+++ Data under study

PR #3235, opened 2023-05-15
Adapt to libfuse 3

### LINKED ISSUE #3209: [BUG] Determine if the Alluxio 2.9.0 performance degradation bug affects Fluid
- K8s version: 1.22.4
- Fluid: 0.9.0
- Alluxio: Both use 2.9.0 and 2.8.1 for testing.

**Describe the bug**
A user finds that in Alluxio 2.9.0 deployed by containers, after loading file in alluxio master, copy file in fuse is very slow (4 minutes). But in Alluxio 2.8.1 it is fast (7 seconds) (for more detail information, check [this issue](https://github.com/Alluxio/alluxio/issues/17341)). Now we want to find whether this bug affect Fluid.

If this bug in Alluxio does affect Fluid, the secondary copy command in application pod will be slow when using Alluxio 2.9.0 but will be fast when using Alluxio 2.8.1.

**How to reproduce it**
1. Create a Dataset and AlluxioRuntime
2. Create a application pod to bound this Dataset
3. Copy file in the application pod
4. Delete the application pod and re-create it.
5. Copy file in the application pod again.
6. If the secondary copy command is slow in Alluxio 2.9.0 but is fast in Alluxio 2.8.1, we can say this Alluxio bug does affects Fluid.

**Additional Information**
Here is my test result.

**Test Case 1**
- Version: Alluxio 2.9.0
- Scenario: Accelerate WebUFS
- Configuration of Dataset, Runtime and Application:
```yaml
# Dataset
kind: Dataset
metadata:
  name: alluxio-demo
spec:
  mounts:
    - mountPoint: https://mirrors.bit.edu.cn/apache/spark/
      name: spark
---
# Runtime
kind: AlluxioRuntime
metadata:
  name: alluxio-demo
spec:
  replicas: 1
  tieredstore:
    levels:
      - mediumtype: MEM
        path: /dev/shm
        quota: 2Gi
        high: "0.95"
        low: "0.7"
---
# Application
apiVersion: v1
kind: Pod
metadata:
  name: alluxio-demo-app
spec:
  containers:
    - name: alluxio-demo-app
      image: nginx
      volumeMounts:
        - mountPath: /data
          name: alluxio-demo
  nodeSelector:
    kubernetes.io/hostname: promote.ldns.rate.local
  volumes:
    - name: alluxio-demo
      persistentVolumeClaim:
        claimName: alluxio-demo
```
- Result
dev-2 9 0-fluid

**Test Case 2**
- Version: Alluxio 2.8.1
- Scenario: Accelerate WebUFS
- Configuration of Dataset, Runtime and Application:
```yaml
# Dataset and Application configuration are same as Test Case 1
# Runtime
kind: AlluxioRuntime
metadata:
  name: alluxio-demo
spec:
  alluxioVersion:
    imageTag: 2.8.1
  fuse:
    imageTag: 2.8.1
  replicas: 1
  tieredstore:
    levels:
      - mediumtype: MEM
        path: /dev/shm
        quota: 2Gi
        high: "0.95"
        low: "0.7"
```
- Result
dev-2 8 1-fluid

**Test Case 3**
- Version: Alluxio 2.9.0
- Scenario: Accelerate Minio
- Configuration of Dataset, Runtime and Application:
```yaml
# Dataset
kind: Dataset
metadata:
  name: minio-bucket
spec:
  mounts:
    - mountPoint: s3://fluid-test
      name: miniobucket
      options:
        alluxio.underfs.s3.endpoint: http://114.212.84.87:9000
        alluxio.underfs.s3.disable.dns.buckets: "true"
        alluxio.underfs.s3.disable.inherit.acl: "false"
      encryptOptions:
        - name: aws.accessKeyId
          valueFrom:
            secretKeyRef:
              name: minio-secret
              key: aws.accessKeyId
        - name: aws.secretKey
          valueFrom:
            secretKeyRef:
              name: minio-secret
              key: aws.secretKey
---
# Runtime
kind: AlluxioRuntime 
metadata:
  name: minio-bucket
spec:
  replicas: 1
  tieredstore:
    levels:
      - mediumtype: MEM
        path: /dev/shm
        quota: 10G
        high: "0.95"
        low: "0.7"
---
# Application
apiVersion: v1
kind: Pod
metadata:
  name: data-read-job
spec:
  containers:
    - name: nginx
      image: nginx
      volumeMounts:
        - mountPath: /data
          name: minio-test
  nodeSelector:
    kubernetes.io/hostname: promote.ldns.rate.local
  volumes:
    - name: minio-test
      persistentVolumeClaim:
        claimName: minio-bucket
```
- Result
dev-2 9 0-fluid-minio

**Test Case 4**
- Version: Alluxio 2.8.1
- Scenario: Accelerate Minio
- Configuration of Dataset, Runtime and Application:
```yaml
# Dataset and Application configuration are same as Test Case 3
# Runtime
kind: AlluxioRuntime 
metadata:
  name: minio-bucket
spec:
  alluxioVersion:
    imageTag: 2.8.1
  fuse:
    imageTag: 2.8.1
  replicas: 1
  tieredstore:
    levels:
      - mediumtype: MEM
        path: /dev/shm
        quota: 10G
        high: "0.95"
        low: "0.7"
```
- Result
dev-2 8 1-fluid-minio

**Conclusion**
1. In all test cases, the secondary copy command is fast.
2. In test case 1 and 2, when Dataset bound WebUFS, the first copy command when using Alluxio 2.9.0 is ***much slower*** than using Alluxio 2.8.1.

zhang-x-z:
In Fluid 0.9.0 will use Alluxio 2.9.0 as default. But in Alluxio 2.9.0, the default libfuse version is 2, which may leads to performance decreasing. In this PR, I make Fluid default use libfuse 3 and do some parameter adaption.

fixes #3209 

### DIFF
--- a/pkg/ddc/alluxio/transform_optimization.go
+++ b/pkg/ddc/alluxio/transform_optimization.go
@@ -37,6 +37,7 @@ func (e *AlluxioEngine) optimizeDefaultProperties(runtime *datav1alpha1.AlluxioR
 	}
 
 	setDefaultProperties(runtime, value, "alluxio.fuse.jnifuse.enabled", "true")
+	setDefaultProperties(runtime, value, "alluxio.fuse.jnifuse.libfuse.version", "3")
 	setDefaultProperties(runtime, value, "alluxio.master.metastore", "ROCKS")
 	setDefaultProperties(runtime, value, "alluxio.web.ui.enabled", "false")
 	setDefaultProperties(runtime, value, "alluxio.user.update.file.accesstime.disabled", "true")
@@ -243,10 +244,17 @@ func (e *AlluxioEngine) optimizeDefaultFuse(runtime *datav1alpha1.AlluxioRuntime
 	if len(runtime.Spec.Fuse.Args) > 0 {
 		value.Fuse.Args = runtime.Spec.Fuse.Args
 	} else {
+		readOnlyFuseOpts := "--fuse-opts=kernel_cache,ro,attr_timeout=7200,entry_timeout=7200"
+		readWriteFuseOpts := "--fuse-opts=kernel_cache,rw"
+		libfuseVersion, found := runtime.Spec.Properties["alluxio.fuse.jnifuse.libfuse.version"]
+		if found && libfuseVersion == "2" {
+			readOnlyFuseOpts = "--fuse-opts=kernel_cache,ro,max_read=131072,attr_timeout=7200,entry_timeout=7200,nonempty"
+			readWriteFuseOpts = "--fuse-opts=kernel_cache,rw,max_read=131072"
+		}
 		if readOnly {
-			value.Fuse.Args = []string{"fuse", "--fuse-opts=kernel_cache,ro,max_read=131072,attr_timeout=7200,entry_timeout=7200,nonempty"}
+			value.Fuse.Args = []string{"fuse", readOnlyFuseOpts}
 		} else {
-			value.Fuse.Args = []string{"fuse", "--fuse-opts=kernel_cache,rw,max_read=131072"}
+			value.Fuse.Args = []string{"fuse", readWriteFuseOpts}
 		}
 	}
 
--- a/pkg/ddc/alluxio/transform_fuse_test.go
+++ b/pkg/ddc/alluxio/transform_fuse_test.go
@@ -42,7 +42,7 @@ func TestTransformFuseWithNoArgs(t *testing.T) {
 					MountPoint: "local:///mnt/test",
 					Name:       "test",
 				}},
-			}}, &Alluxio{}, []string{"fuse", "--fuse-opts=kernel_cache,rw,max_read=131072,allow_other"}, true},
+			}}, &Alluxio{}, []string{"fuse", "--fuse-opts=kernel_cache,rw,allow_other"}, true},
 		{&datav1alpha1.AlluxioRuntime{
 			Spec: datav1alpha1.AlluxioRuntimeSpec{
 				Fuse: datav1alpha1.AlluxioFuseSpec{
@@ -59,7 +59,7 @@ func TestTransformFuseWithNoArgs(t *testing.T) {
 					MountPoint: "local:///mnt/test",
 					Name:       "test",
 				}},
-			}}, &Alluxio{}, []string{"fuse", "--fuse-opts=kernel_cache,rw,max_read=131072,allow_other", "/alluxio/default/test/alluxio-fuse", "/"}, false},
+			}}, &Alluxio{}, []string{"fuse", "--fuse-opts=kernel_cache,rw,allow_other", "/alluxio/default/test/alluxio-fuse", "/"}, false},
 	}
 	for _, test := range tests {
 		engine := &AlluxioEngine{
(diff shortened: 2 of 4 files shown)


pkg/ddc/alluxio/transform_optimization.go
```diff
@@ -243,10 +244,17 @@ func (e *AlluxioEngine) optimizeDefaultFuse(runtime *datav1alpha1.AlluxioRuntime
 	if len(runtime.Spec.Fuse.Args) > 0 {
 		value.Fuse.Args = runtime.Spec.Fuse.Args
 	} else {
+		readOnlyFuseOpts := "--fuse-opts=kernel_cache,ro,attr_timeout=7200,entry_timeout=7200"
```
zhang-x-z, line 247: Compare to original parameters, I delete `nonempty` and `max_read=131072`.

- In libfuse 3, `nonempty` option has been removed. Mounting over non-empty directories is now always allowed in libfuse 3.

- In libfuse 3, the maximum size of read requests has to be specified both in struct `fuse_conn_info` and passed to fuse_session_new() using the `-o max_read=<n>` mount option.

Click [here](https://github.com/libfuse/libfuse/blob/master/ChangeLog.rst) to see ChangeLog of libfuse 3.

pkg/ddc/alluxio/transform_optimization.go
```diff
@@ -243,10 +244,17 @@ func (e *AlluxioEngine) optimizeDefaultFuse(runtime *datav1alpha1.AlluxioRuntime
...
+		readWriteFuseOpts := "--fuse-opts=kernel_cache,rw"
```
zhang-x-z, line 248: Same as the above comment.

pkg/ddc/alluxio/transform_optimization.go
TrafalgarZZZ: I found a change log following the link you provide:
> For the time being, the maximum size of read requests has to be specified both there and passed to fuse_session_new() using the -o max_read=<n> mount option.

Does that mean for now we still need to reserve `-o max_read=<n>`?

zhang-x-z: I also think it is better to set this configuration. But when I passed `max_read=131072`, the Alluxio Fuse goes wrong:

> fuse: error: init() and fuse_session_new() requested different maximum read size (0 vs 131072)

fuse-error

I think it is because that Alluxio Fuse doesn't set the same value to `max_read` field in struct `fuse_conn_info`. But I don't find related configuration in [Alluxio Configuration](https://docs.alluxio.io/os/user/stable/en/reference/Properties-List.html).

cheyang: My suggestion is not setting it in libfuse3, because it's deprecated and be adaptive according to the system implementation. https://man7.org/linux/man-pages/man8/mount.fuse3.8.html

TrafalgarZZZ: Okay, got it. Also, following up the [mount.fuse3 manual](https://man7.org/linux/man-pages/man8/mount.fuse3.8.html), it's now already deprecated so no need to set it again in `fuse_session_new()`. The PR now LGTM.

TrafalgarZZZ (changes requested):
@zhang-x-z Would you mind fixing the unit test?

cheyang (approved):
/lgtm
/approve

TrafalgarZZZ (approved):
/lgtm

++++++
+++ Data under study

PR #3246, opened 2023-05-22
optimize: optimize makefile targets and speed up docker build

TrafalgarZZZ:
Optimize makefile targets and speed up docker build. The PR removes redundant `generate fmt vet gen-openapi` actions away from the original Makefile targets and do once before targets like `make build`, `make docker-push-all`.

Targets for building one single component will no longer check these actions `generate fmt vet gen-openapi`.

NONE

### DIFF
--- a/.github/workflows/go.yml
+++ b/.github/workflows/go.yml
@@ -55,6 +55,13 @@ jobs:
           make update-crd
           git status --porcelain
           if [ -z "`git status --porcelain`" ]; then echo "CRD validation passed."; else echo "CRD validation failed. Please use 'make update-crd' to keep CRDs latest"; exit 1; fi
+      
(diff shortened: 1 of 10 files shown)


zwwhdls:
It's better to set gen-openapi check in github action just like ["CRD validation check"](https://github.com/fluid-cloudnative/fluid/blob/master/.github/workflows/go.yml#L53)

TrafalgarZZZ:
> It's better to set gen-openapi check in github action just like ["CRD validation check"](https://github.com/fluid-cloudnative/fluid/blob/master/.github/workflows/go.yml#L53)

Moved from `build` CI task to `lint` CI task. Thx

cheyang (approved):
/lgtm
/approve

++++++
+++ Data under study

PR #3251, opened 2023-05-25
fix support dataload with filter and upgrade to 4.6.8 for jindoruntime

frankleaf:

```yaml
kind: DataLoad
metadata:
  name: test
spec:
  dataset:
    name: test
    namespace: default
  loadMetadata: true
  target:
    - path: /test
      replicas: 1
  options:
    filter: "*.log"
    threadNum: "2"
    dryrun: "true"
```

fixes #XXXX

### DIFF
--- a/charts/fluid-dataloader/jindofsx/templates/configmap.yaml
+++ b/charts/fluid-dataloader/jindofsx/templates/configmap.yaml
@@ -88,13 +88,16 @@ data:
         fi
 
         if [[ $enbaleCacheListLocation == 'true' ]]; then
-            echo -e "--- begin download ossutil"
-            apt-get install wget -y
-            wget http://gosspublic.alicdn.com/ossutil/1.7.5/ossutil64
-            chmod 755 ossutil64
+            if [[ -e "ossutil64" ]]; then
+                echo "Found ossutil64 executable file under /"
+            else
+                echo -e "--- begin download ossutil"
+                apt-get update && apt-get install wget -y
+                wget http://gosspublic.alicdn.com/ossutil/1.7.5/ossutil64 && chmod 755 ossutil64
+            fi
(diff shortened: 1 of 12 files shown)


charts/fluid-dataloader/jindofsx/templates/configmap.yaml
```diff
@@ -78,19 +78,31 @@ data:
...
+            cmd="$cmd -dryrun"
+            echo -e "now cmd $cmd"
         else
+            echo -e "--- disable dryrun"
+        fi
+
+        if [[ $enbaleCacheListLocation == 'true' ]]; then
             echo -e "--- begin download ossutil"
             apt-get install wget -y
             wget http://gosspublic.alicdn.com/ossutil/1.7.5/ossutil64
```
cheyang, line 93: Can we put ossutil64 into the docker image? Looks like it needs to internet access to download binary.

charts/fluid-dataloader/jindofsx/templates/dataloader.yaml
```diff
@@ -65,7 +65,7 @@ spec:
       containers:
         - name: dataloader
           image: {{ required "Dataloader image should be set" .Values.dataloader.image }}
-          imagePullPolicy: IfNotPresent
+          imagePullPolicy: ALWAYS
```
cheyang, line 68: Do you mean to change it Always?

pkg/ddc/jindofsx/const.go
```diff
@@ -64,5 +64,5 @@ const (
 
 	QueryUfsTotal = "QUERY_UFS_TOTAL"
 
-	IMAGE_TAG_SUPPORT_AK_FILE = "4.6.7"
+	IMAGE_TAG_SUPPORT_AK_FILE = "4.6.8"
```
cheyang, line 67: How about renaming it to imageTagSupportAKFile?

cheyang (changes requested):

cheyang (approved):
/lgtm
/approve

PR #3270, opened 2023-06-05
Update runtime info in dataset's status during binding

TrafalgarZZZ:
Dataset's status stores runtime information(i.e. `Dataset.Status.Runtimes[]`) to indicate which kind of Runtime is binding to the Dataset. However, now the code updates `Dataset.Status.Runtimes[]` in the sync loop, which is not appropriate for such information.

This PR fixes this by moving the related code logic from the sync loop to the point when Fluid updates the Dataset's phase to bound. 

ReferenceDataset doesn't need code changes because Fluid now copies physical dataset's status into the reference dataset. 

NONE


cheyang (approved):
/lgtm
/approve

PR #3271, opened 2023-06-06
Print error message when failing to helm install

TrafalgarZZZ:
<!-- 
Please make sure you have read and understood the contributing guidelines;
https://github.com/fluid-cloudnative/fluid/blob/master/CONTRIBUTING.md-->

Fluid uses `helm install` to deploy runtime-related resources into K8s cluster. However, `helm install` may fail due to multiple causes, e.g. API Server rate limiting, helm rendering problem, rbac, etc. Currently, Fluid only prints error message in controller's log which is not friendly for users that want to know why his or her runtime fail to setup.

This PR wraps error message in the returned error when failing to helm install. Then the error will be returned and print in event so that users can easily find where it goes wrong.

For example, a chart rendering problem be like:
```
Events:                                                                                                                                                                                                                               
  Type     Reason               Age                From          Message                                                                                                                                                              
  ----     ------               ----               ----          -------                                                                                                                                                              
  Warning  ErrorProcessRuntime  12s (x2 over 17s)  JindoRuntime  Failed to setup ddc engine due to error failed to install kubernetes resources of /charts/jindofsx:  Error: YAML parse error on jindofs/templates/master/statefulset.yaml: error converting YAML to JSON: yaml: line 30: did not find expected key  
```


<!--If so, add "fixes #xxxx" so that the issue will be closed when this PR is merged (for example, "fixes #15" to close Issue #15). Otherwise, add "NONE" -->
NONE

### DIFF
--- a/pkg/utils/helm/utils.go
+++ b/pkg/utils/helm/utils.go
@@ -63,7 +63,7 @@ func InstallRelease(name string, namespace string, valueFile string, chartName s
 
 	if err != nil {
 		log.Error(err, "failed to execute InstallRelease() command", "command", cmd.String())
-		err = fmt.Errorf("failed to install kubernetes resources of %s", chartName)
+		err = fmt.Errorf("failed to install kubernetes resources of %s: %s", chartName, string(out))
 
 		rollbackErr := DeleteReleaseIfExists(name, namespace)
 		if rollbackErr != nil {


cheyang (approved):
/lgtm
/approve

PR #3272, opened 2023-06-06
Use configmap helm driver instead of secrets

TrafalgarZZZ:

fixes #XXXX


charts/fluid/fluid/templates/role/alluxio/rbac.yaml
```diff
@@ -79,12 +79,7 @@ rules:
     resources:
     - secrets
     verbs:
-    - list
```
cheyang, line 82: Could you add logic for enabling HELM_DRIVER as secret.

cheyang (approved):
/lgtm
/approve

++++++

**Task requirements:**
Lines with "zhang" in the records above: copy every one of them.

**Response for this exercise:**
zhang-x-z:
zhang-x-z, line 247: Compare to original parameters, I delete `nonempty` and `max_read=131072`.
zhang-x-z, line 248: Same as the above comment.
zhang-x-z: I also think it is better to set this configuration. But when I passed `max_read=131072`, the Alluxio Fuse goes wrong:
@zhang-x-z Would you mind fixing the unit test?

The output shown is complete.